To ensure proper scalability of the containerized workflow, we compared it to a native version with no virtualization involved. This installation is highly dependent on the specific HPC configuration and the version of the software available on it. For such purpose we created a Conda environment following the instructions provided by Horovod. Note that during this installation it is important to be consistent with the versions of the software used in the Container Based environment so that the comparison of results is fair.
The script control.sh is also used to launch jobs in this environment. Users just need to make sure of running the job_native.sh script:
export JOB2RUN="./job_native.sh"
and specify the correct conda environment:
export ENV_NAME="multiGPU"
Once this script is launched and training is completed, it will return the results through Slurm log files.
This experiment performs Statistical Downscaling of precipitation over the region of North America via Deep Learning. The objective of this experiment is to prove that the proposed workflow can be useful in a real scientific case, as well as show its adapatibility to different HPC clusters.
The Dockerfile developed in this experiment is the result of adding the specific software needed to run the Statistical Downscaling to the Dockerfile of the TensorFlow benchmark. The image can be accessed through DockerHub. The container can be configured in the same way as in the previous experiment:
# Pull image fom DockerHub
udocker pull gonzabad/multigpu-horovod:downscaling
# Create the container
udocker create --name=multigpu-downscaling gonzabad/multigpu-horovod:downscaling
# Add the GPU libraries to the container
udocker setup --nvidia --force multigpu-downscaling
# Run it and install OpenMPI and Horovod
udocker run --env="OpenMPI=4.1.0" --env="HOROVOD=latest" multigpu-downscaling
All these step can also be found on the setup-container.sh script.

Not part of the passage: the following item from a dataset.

Issue #2196, opened 2025-03-21
Initialize an `asyncio` event loop on application start


blacklight:
Context: https://github.com/mopidy/mopidy-mpd/pull/72#discussion_r2002539428

As we try to move away from GLib, one of the most straightforward solutions to convert code that uses GLib for asynchronous protocol management is `asyncio`.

In order to train the model we need to download and preprocess the required data. A download_data.R script is provided for downloading the data from the User Data Getaway - Thredds Access Portal (UDG-TAP) (an account may be needed). To download the data just run:
Rscript download_data.R
It will save the download data in the /precipitation/data/
folder. Both datasets (ERA-Interim and EWEMBI) can also be downloaded from their original sources. Now the data can be preprocessed wit the preprocess.R script:
Rscript preprocess.R
This will save an rda
in the data
folder with all the data needed to train the models.

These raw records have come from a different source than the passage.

PR #2200, opened 2025-06-24
add workaround for gstreamer 1.25.0 to 1.26.2

girst:
see-also: https://gitlab.freedesktop.org/gstreamer/gstreamer/-/commit/bbf60305ed2ee35f4ecf7a5de2bb139203dda2af

### DIFF
--- a/src/mopidy/audio/scan.py
+++ b/src/mopidy/audio/scan.py
@@ -338,10 +338,21 @@ def _process(  # noqa: C901, PLR0911, PLR0912, PLR0915
                 and (
                     (structure := missing_message.get_structure())
                     and (caps := structure.get_value("detail"))
-                    and (mime := caps.get_structure(0).get_name())
                 )
             ):
-                return tags, mime, have_audio, duration
+                # gstreamer 1.25.0 to 1.26.2 (inclusive) broke the accessing
+                # `caps.get_structure(0).get_name()`, but allow wrapping the
+                # object in a context manager. with gstreamer 1.24.x one can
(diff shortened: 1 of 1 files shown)


girst:
the latest [force-push](https://github.com/mopidy/mopidy/compare/d8b67f36406f451030a44efc93034494c1c1724a..f6fe322aa20ee25d98cb469bf70787781a2e7785) switched this patch from preferring the context manager variant to preferring the simple access. this assumes that the current gstreamer head again allows the latter.

kingosticks (commented):
Can we hide this in a function in internal.gi or audio.utils? We already have a check for the gst version in the former.

I'm also surprised this is the only place that broke because of this, but I've not searched properly.

kingosticks:
This should be fixed in GStreamer 1.26.3.

kingosticks:
I've not tried this suggestion but https://discourse.gstreamer.org/t/python-get-structure-api-change/4767/3 has a possible cross-version workaround

kingosticks:
Merged in as part of https://github.com/mopidy/mopidy/pull/2205. Thanks for your help.

girst:
On Wed, Jul 09, 2025 at 03:41:17PM -0700, Nick Steel wrote:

Once the data is ready we can train the model. The previous step was done using R given the use of climate4R but the distributed training of the model we will done using Python. The execution of the experiments can be controlled with the statistical-downscaling-forhlr2.sh script in the same way as in the TensorFlow benchmark. We train the model on four different configurations spanning from 1 to 4 GPUs:
export NUM_NODES=1
export NTASKS=('1' '2' '3' '4')
It launchs the SD-job.sh script which sets up the MPI parameters and run the jobs via udocker. The Slurm directives used in this experiment are specific of the ForHLR2 cluster.
Results of the experiment will be returned via Slurm log files.